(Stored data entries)
==================================================
PR #272, opened 2020-01-16
data-parallel training of transformer language models on multiple devices

tscholak:
this is ready for review now.

I managed to implement a working* typed transformer language model that can be trained from pre-tokenized files on multiple devices. And I implemented a bunch of things to facilitate that along the way.


junjihashimoto:
Awesome! Exiciting work!

hasktorch/src/Torch/Typed/Device.hs
```diff
@@ -83,3 +112,123 @@ instance (GHasToDevice device' device f g) => GHasToDevice device' device (M1 i
...
+--   ) => 
+
+-- class HasCat fs g | fs -> g where
+--   cat :: HList fs -> g
+
+class HasScatter devices' device f gs | devices' device f -> gs where
+  scatter :: f -> HList gs
+
+instance
+  ( chunks ~ ListLength devices'
```
junjihashimoto: This property requires the number of devices to be the same length as input-chunks.

tscholak: yes, that's true

junjihashimoto: When the tensor's size is 100,   the size of tensor is 50 as follows.

-- >>> :type scatter @'[ '( 'D.CUDA, 0), '( 'D.CUDA, 1)] (ones @'[100,1] @'D.Float @'( 'D.CPU, 0))
  -- scatter @'[ '( 'D.CUDA, 0), '( 'D.CUDA, 1)] (ones @'[100,1] @'D.Float @'( 'D.CPU, 0))
  --  :: HList
  --       '[Tensor '( 'D.CUDA, 0) 'D.Float '[50, 1],
  --         Tensor '( 'D.CUDA, 1) 'D.Float '[50, 1]]

hasktorch/src/Torch/Typed/NN.hs
```diff
@@ -39,24 +41,38 @@ import           Torch.Typed.Factories
...
-
-data LinearSpec (inputFeatures :: Nat) (outputFeatures :: Nat)
-                (dtype :: D.DType)
-                (device :: (D.DeviceType, Nat))
+import           Torch.Typed.Device
+
+class HasForward f a b | f a -> b where
+  forward :: f -> a -> b
+  forwardStoch :: f -> a -> IO b
+  forwardStoch = (pure .) . forward
```
junjihashimoto: When we can only define forwardStoch, do we define forward = undefined?
This does not have to be changed.

hasktorch/src/Torch/Typed/Device.hs
junjihashimoto: If the tensor's size is 101, Are the sizes of tensor 50 and 51?

hasktorch/src/Torch/Typed/Functional.hs
```diff
@@ -1713,37 +1713,39 @@ type Chunk chunks dim shape dtype device = ChunkCheck shape dim (ChunkImpl (Chun
...
---          Tensor '( 'D.CPU, 0) 'D.Float '[3, 4]]
+--
+-- -- >>> :type chunk @6 @0 (ones :: CPUTensor 'D.Float '[19, 4])
+-- -- chunk @6 @0 (ones :: CPUTensor 'D.Float '[19, 4])
+-- --   :: HList
+-- --        '[Tensor '( 'D.CPU, 0) 'D.Float '[4, 4],
+-- --          Tensor '( 'D.CPU, 0) 'D.Float '[4, 4],
+-- --          Tensor '( 'D.CPU, 0) 'D.Float '[4, 4],
+-- --          Tensor '( 'D.CPU, 0) 'D.Float '[4, 4],
+-- --          Tensor '( 'D.CPU, 0) 'D.Float '[3, 4]]
```
junjihashimoto: Nice!

hasktorch/src/Torch/Typed/Device.hs
tscholak: yes, as defined by the `Chunk` type class, see https://github.com/hasktorch/hasktorch/blob/9b576b67bff54badf3fee8e470f6c652f832923c/hasktorch/src/Torch/Typed/Functional.hs#L1712 for the implementation.

there are cases in which `chunk` returns fewer chunks than requested, for instance, when you try to split a tensor of `'[2]` into 3 pieces. in this case, though, this instance wouldn't be available, because `chunks ~ ListLength devices'` would not hold.

hasktorch/src/Torch/Typed/Functional.hs
tscholak: well, it was nice before. for some reason, ghci refuses to expand these types now (I'm not sure what has changed that would cause that), and the doctests here failed. that's why I commented them for now.

hasktorch/src/Torch/Typed/NN.hs
tscholak: I'm trying something new here. not sure this will stay like this.
I think that `forward` should always be effect-free, while `forwardStoch` can have effects.
I don't believe there are any models people use that are effectful once the randomness is turned off. Therefore, `forward` can probably be always defined.
For instance, note how I defined a `HasForward` instance for `Dropout`:
```Haskell
instance HasForward Dropout (Tensor device dtype shape) (Tensor device dtype shape) where
  forward dropout input = unsafePerformIO $ Torch.Typed.NN.dropout dropout False input
  forwardStoch dropout input = Torch.Typed.NN.dropout dropout True input
```

hasktorch/src/Torch/Typed/Functional.hs
```diff
@@ -2455,23 +2456,9 @@ linear weight bias input = unsafePerformIO $ ATen.cast3 ATen.Managed.linear_ttt
...
-                       (CheckMatMul
-                           shape
-                           '[inputFeatures, outputFeatures]
-                           (ComputeMatMul
-                             (ReverseImpl shape '[]) '[outputFeatures, inputFeatures]))
-                       '[])
-                     '[outputFeatures])
+  :: forall (inputFeatures :: Nat) (outputFeatures :: Nat) (shape :: [Nat]) (shape' :: [Nat]) dtype device (shape'' :: [Nat])
+   . ( shape'' ~ MatMul shape '[inputFeatures, outputFeatures]
+     , shape' ~ Broadcast shape'' shape''
```
austinvhuang: This is much simpler, whyis it the previous version have these check operations interleaved and this one doesnt?

hasktorch/src/Torch/Typed/NN.hs
austinvhuang: Since randomness isn't the only possible effect (though maybe the most common one), what about forwardIO or forwardM or some other name that reflects the generality?

austinvhuang: Reminds me, this comes up in VAEs too.

tscholak: `forwardEffectfully`?

hasktorch/src/Torch/Typed/Functional.hs
tscholak: the bounds of the previous version were just copied from ghci, I think I used `:type linear'` and copy&pasted that in here. The new bounds are equivalent. If you look up the definition of `MatMul` and `Broadcast`, you'll see that they'll become identical to the previous ones if you expand them.

tscholak:
@austinvhuang @junjihashimoto since I have your attention, maybe you can help me to find a good solution for the build problems on the non-nix platforms. we've got a new dependency, `pipes-text`, for the transformer example program. The maintainer of `pipes-text` has not answered any requests for bumping its dependencies in a while, so I had to do it by patching its cabal file (https://github.com/hasktorch/hasktorch/blob/9b576b67bff54badf3fee8e470f6c652f832923c/nix/shared.nix#L114-L131). How can we do this for the other platforms? I'd rather avoid adding this package as a git submodule.

austinvhuang:
@tscholak  one option might be to create a fork repo in the organization and link to that (I changed your status to owner so you should have permissions for that). It doesn't have to be a submodule as long as the commit hash is specified I think.

I of recall seeing some discussion recently that the package ecosystem around pipes is not maintained so well these days. Would be too bad if that's the case since it's the streaming package I'm most familiar with.

junjihashimoto:
I think fork is acceptable, too. Both cabal and stack support git.
Even if the package is not maintained so long time, we can update it someday.
https://wiki.haskell.org/Taking_over_a_package
I really do not want to do such things.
==================================================
TASK: Every entry should be transcribed exactly, with nothing omitted.

TASK RESULT:
PR #272, opened 2020-01-16
data-parallel training of transformer language models on multiple devices

tscholak:
this is ready for review now.

I managed to implement a working* typed transformer language model that can be trained from pre-tokenized files on multiple devices. And I implemented a bunch of things to facilitate that along the way.


junjihashimoto:
Awesome! Exiciting work!

hasktorch/src/Torch/Typed/Device.hs
```diff
@@ -83,3 +112,123 @@ instance (GHasToDevice device' device f g) => GHasToDevice device' device (M1 i
...
+--   ) => 
+
+-- class HasCat fs g | fs -> g where
+--   cat :: HList fs -> g
+
+class HasScatter devices' device f gs | devices' device f -> gs where
+  scatter :: f -> HList gs
+
+instance
+  ( chunks ~ ListLength devices'
```
junjihashimoto: This property requires the number of devices to be the same length as input-chunks.

tscholak: yes, that's true

junjihashimoto: When the tensor's size is 100,   the size of tensor is 50 as follows.

-- >>> :type scatter @'[ '( 'D.CUDA, 0), '( 'D.CUDA, 1)] (ones @'[100,1] @'D.Float @'( 'D.CPU, 0))
  -- scatter @'[ '( 'D.CUDA, 0), '( 'D.CUDA, 1)] (ones @'[100,1] @'D.Float @'( 'D.CPU, 0))
  --  :: HList
  --       '[Tensor '( 'D.CUDA, 0) 'D.Float '[50, 1],
  --         Tensor '( 'D.CUDA, 1) 'D.Float '[50, 1]]

hasktorch/src/Torch/Typed/NN.hs
```diff
@@ -39,24 +41,38 @@ import           Torch.Typed.Factories
...
-
-data LinearSpec (inputFeatures :: Nat) (outputFeatures :: Nat)
-                (dtype :: D.DType)
-                (device :: (D.DeviceType, Nat))
+import           Torch.Typed.Device
+
+class HasForward f a b | f a -> b where
+  forward :: f -> a -> b
+  forwardStoch :: f -> a -> IO b
+  forwardStoch = (pure .) . forward
```
junjihashimoto: When we can only define forwardStoch, do we define forward = undefined?
This does not have to be changed.

hasktorch/src/Torch/Typed/Device.hs
junjihashimoto: If the tensor's size is 101, Are the sizes of tensor 50 and 51?

hasktorch/src/Torch/Typed/Functional.hs
```diff
@@ -1713,37 +1713,39 @@ type Chunk chunks dim shape dtype device = ChunkCheck shape dim (ChunkImpl (Chun
...
---          Tensor '( 'D.CPU, 0) 'D.Float '[3, 4]]
+--
+-- -- >>> :type chunk @6 @0 (ones :: CPUTensor 'D.Float '[19, 4])
+-- -- chunk @6 @0 (ones :: CPUTensor 'D.Float '[19, 4])
+-- --   :: HList
+-- --        '[Tensor '( 'D.CPU, 0) 'D.Float '[4, 4],
+-- --          Tensor '( 'D.CPU, 0) 'D.Float '[4, 4],
+-- --          Tensor '( 'D.CPU, 0) 'D.Float '[4, 4],
+-- --          Tensor '( 'D.CPU, 0) 'D.Float '[4, 4],
+-- --          Tensor '( 'D.CPU, 0) 'D.Float '[3, 4]]
```
junjihashimoto: Nice!

hasktorch/src/Torch/Typed/Device.hs
tscholak: yes, as defined by the `Chunk` type class, see https://github.com/hasktorch/hasktorch/blob/9b576b67bff54badf3fee8e470f6c652f832923c/hasktorch/src/Torch/Typed/Functional.hs#L1712 for the implementation.

there are cases in which `chunk` returns fewer chunks than requested, for instance, when you try to split a tensor of `'[2]` into 3 pieces. in this case, though, this instance wouldn't be available, because `chunks ~ ListLength devices'` would not hold.

hasktorch/src/Torch/Typed/Functional.hs
tscholak: well, it was nice before. for some reason, ghci refuses to expand these types now (I'm not sure what has changed that would cause that), and the doctests here failed. that's why I commented them for now.

hasktorch/src/Torch/Typed/NN.hs
tscholak: I'm trying something new here. not sure this will stay like this.
I think that `forward` should always be effect-free, while `forwardStoch` can have effects.
I don't believe there are any models people use that are effectful once the randomness is turned off. Therefore, `forward` can probably be always defined.
For instance, note how I defined a `HasForward` instance for `Dropout`:
```Haskell
instance HasForward Dropout (Tensor device dtype shape) (Tensor device dtype shape) where
  forward dropout input = unsafePerformIO $ Torch.Typed.NN.dropout dropout False input
  forwardStoch dropout input = Torch.Typed.NN.dropout dropout True input
```

hasktorch/src/Torch/Typed/Functional.hs
```diff
@@ -2455,23 +2456,9 @@ linear weight bias input = unsafePerformIO $ ATen.cast3 ATen.Managed.linear_ttt
...
-                       (CheckMatMul
-                           shape
-                           '[inputFeatures, outputFeatures]
-                           (ComputeMatMul
-                             (ReverseImpl shape '[]) '[outputFeatures, inputFeatures]))
-                       '[])
-                     '[outputFeatures])
+  :: forall (inputFeatures :: Nat) (outputFeatures :: Nat) (shape :: [Nat]) (shape' :: [Nat]) dtype device (shape'' :: [Nat])
+   . ( shape'' ~ MatMul shape '[inputFeatures, outputFeatures]
+     , shape' ~ Broadcast shape'' shape''
```
austinvhuang: This is much simpler, whyis it the previous version have these check operations interleaved and this one doesnt?

hasktorch/src/Torch/Typed/NN.hs
austinvhuang: Since randomness isn't the only possible effect (though maybe the most common one), what about forwardIO or forwardM or some other name that reflects the generality?

austinvhuang: Reminds me, this comes up in VAEs too.

tscholak: `forwardEffectfully`?

hasktorch/src/Torch/Typed/Functional.hs
tscholak: the bounds of the previous version were just copied from ghci, I think I used `:type linear'` and copy&pasted that in here. The new bounds are equivalent. If you look up the definition of `MatMul` and `Broadcast`, you'll see that they'll become identical to the previous ones if you expand them.

tscholak:
@austinvhuang @junjihashimoto since I have your attention, maybe you can help me to find a good solution for the build problems on the non-nix platforms. we've got a new dependency, `pipes-text`, for the transformer example program. The maintainer of `pipes-text` has not answered any requests for bumping its dependencies in a while, so I had to do it by patching its cabal file (https://github.com/hasktorch/hasktorch/blob/9b576b67bff54badf3fee8e470f6c652f832923c/nix/shared.nix#L114-L131). How can we do this for the other platforms? I'd rather avoid adding this package as a git submodule.

austinvhuang:
@tscholak  one option might be to create a fork repo in the organization and link to that (I changed your status to owner so you should have permissions for that). It doesn't have to be a submodule as long as the commit hash is specified I think.

I of recall seeing some discussion recently that the package ecosystem around pipes is not maintained so well these days. Would be too bad if that's the case since it's the streaming package I'm most familiar with.

junjihashimoto:
I think fork is acceptable, too. Both cabal and stack support git.
Even if the package is not maintained so long time, we can update it someday.
https://wiki.haskell.org/Taking_over_a_package
I really do not want to do such things.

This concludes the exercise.